- _Exercise brief_
Give again only those lines from the start of the entries through the line holding "Other endpoints like", leaving them as they are.

[Exercise inputs — start]

PR #1435, opened 2024-08-14
Improve node setup pt. 3

peterjan:
This PR cleans up the way we create `bus`, `worker` and `autopilot` and combine them into a node. It should now be a lot easier for 3rd party devs to follow along with how nodes are being constructed and configured, as well as use our library in their own codebase.

Fixes https://github.com/SiaFoundation/renterd/issues/1394


ChrisSchinnerl (commented):
Seems to require fixing a conflict to clear up the diff after merging pt.2.

cmd/renterd/node.go
```diff
@@ -0,0 +1,419 @@
...
+			errs = append(errs, err)
+		} else {
+			n.logger.Infof("%v shut down successfully", n.shutdownFns[i].name)
+		}
+	}
+
+	return errors.Join(errs...)
+}
+
+func runCompatMigrateAutopilotJSONToStore(bc *bus.Client, id, dir string) (err error) {
```
peterjan, line 363: @ChrisSchinnerl I'd remove this in a F/U - it's been there since before 1.0 I believe so we can safely get rid of it.

utils/web.go
ChrisSchinnerl, line 1: Do we need this file to be exposed?

peterjan: Not per se I think, if we expose it though we completely get rid of any reference to `internal`. I moved it back for the time being. I didn't really mind to expose all those `web` utils.

ChrisSchinnerl (approved):

PR #1436, opened 2024-08-14
Add /wallet/send endpoint

ChrisSchinnerl:
This PR adds a new `/wallet/send` endpoint which is a lot easier to use than the existing 2-step solution.

Other endpoints like the ones for forming and renewing contracts will also be updated to be single endpoints on the bus rather than multiple. The existing endpoints will remain in the API until we are ready for a breaking v2.0.0.

The biggest advantage of this endpoint over the existing one is the fact that it's type agnostic. Switching from v1 to v2 transactions can happen without the consumer of the API being aware of the transition.

### DIFF
--- a/bus/client/wallet.go
+++ b/bus/client/wallet.go
@@ -12,29 +12,15 @@ import (
 	"go.sia.tech/renterd/api"
 )
 
-// SendSiacoins is a helper method that sends siacoins to the given outputs.
-func (c *Client) SendSiacoins(ctx context.Context, scos []types.SiacoinOutput, useUnconfirmedTxns bool) (err error) {
-	var value types.Currency
-	for _, sco := range scos {
-		value = value.Add(sco.Value)
-	}
-	txn := types.Transaction{
-		SiacoinOutputs: scos,
-	}
-	toSign, parents, err := c.WalletFund(ctx, &txn, value, useUnconfirmedTxns)
-	if err != nil {
-		return err
-	}
-	defer func() {
-		if err != nil {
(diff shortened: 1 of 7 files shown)


bus/client/wallet.go
```diff
@@ -12,29 +12,15 @@ import (
...
-			_ = c.WalletDiscard(ctx, txn)
-		}
-	}()
-	err = c.WalletSign(ctx, &txn, toSign, types.CoveredFields{WholeTransaction: true})
-	if err != nil {
-		return err
-	}
-	return c.BroadcastTransaction(ctx, append(parents, txn))
+// SendSiacoins is a helper method that sends siacoins to the given address.
+func (c *Client) SendSiacoins(ctx context.Context, addr types.Address, amt types.Currency, useUnconfirmedTxns bool) (txnID types.TransactionID, err error) {
```
peterjan, line 16: Why not expose `SubtractMinerFee` in the client?

peterjan (approved):

bus/client/wallet.go
ChrisSchinnerl: Mostly because we don't use it anywhere right now but I wanted to keep it for the UI

peterjan: I think it makes sense to expose it regardless if we use it or not because it's a `Client`. Doesn't really matter though.

ChrisSchinnerl:
@alexfreska no rush since we still have the other endpoint but you can migrate the UI to this when you have some time

PR #1437, opened 2024-08-15
Fix TestRenameObject NDF

peterjan:
This test failed locally for me about 1% of the time but on the CI I've seen it pop up several times. Figured an appropriate fix is to wait for a prune loop and then run our assertions, avoiding the retry loop as well as the NDF, passes 1000x locally.

### DIFF
--- a/stores/metadata_test.go
+++ b/stores/metadata_test.go
@@ -2428,47 +2428,37 @@ func TestRenameObjects(t *testing.T) {
 	}
 
 	// Try renaming objects that don't exist.
-	if err := ss.RenameObject(ctx, api.DefaultBucketName, "/fileś", "/fileś2", false); !errors.Is(err, api.ErrObjectNotFound) {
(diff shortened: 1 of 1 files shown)


stores/metadata_test.go
```diff
@@ -2465,6 +2465,13 @@ func TestRenameObjects(t *testing.T) {
 		t.Fatal(err)
 	}
 
+	// Wait for prune loop to run.
+	ts := time.Now()
+	ss.triggerSlabPruning()
```
ChrisSchinnerl, line 2470: Does it work without this as well by just waiting for the prune loop after every rename? Because if we manually trigger it here we no longer confirm that `RenameObject` itself also triggers slab pruning.

peterjan: Yeah making every rename blocking works too I think. The test is a lot slower though (~ x8). I didn't see the big deal but you are right, test is less valuable with the manual trigger at the end.

PR #1438, opened 2024-08-15
Expose `worker` and `bus`

peterjan:


peterjan:
Figured that since it's so small it can be reviewed alongisde 1435

Issue #1414, opened 2024-08-01
Wait on syncer to close when bus shuts down


peterjan:
see https://github.com/SiaFoundation/renterd/pull/1407

peterjan:
Done https://github.com/SiaFoundation/renterd/commit/296ed876e783306f2e6c2ed3f72c330c1b72f48c

PR #1439, opened 2024-08-15
Close Syncer and wait for it to wind down

peterjan:
This PR closes the `Syncer` and then waits for `Run` to potentially return an error while the bus is shutting down. I decided to merge `syncer.go` and `node.go`. Eventually we can move `accounts`, `contractlocking` and `uploadingsectors` to `internal` and then the `bus` will be decently structured.

Fixes https://github.com/SiaFoundation/renterd/issues/1414


bus/bus.go
```diff
@@ -82,6 +85,15 @@ type (
 		TriggerUpdate()
 	}
 
+	Syncer interface {
```
peterjan, line 88: I think you removed it somewhere but I moved it to `bus.go`. I add an `AlertManager` in https://github.com/SiaFoundation/renterd/pull/1435 which makes it so all `bus` dependencies are properly interfaced again.

peterjan:
Going to take it along here https://github.com/SiaFoundation/renterd/pull/1435

PR #1440, opened 2024-08-15
Isolate rhp2 worker code into rhp2 client

ChrisSchinnerl:
This PR refactors 2 things:

1. rhp2 code is moved to `internal` into a `Client`
2. gouging code is moved to `internal` to be able to pass gouging checkers to client

This is a preparation for when the bus also needs access to rhp clients and gouging code.


worker/worker.go
```diff
@@ -25,6 +25,8 @@ import (
 	"go.sia.tech/renterd/api"
 	"go.sia.tech/renterd/build"
 	"go.sia.tech/renterd/config"
+	"go.sia.tech/renterd/internal/gouging"
+	clientV2 "go.sia.tech/renterd/internal/rhp/v2"
```
peterjan, line 29: `nit/question` I'm wondering why you went with `clientV2` as an alias here instead of `rhp2`, V2 is somewhat confusing in the context of the new txn types

peterjan (approved):

worker/worker.go
ChrisSchinnerl: Mostly to avoid the confusion with `rhpv2` imports.

PR #1442, opened 2024-08-15
Move accounts to `internal` package

peterjan:


internal/bus/accounts.go
```diff
@@ -16,45 +16,125 @@ import (
...
+	ErrAccountNotFound = errors.New("account doesn't exist")
+)
 
-type accounts struct {
-	mu     sync.Mutex
-	byID   map[rhpv3.Account]*account
-	logger *zap.SugaredLogger
-}
+type (
+	EphemeralAccountStore interface {
```
ChrisSchinnerl, line 24: This is the interface satisfied by the sql store right? So it's not ephemeral?

peterjan: Haha ok. I'll change it.

internal/bus/accounts.go
```diff
@@ -16,45 +16,125 @@ import (
...
+		heldByID uint64
+		unlock   func()
+		timer    *time.Timer
+	}
+)
+
+// NewAccountManager creates a new account manager. It will load all accounts
+// from the given store and mark the shutdown as unclean. When Shutdown is
+// called it will save all accounts.
+func NewAccountManager(ctx context.Context, s AccountStore, logger *zap.Logger) (*mgr, error) {
```
ChrisSchinnerl, line 59: Missed it the first time but the returned type here should also be exported.
Also both open PRs got conflicts.

ChrisSchinnerl (approved):

PR #1443, opened 2024-08-15
Move contracts to `internal` package

peterjan:


internal/bus/contractlocking.go
```diff
@@ -65,7 +65,7 @@ type lockCandidate struct {
 	timedOut <-chan struct{}
 }
 
-func newContractLocks() *contractLocks {
+func NewContractManager() *contractLocks {
```
ChrisSchinnerl, line 68: `ContractLocker` might be a bit better since it's really just doing that. Also the returned type should be public as well.

ChrisSchinnerl (approved):

PR #484, opened 2016-10-23
docs/conf.py: remove unused boilerplate

stepshal:


mathjazz:
Hi @stepshal! Thanks for the patch!

Commenting out code in combination with using a VCS system like Git is an anti-pattern, so I understand your intention here. However, since this is a configuration file, it makes sense to keep unused settings in the file, so it'll be easier to turn them on if we'll need them in the future.

What do you think? What was your idea bihnd removing unused settings from `docs/conf.py`?

stepshal:
@mathjazz to get rid of the pycodestyle warning just  by removing the commented-out code.

mathjazz:
In this case I suggest we keep the config as it is.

[Exercise inputs — finish]

- _Result for this exercise_
PR #1435, opened 2024-08-14
Improve node setup pt. 3

peterjan:
This PR cleans up the way we create `bus`, `worker` and `autopilot` and combine them into a node. It should now be a lot easier for 3rd party devs to follow along with how nodes are being constructed and configured, as well as use our library in their own codebase.

Fixes https://github.com/SiaFoundation/renterd/issues/1394


ChrisSchinnerl (commented):
Seems to require fixing a conflict to clear up the diff after merging pt.2.

cmd/renterd/node.go
```diff
@@ -0,0 +1,419 @@
...
+			errs = append(errs, err)
+		} else {
+			n.logger.Infof("%v shut down successfully", n.shutdownFns[i].name)
+		}
+	}
+
+	return errors.Join(errs...)
+}
+
+func runCompatMigrateAutopilotJSONToStore(bc *bus.Client, id, dir string) (err error) {
```
peterjan, line 363: @ChrisSchinnerl I'd remove this in a F/U - it's been there since before 1.0 I believe so we can safely get rid of it.

utils/web.go
ChrisSchinnerl, line 1: Do we need this file to be exposed?

peterjan: Not per se I think, if we expose it though we completely get rid of any reference to `internal`. I moved it back for the time being. I didn't really mind to expose all those `web` utils.

ChrisSchinnerl (approved):

PR #1436, opened 2024-08-14
Add /wallet/send endpoint

ChrisSchinnerl:
This PR adds a new `/wallet/send` endpoint which is a lot easier to use than the existing 2-step solution.

Other endpoints like the ones for forming and renewing contracts will also be updated to be single endpoints on the bus rather than multiple. The existing endpoints will remain in the API until we are ready for a breaking v2.0.0.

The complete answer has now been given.